▸ WORK INSTRUCTIONS: Going through the entries below, count each line that holds "actions" and give only the total.

── RECORDS SHOWN ──

PR #5963, opened 2022-10-11
Fix a few code smells detected by SonarCloud

oleg-derevenetz:


ihhub:
@oleg-derevenetz , great thanks for cleaning up the code!

PR #5964, opened 2022-10-11
Update workflows with latest versions of the actions which runs on Node 16

oleg-derevenetz:
https://github.blog/changelog/2022-09-22-github-actions-all-actions-will-begin-running-on-node16-instead-of-node12/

───

▸ REPLY TO THE TASK: 2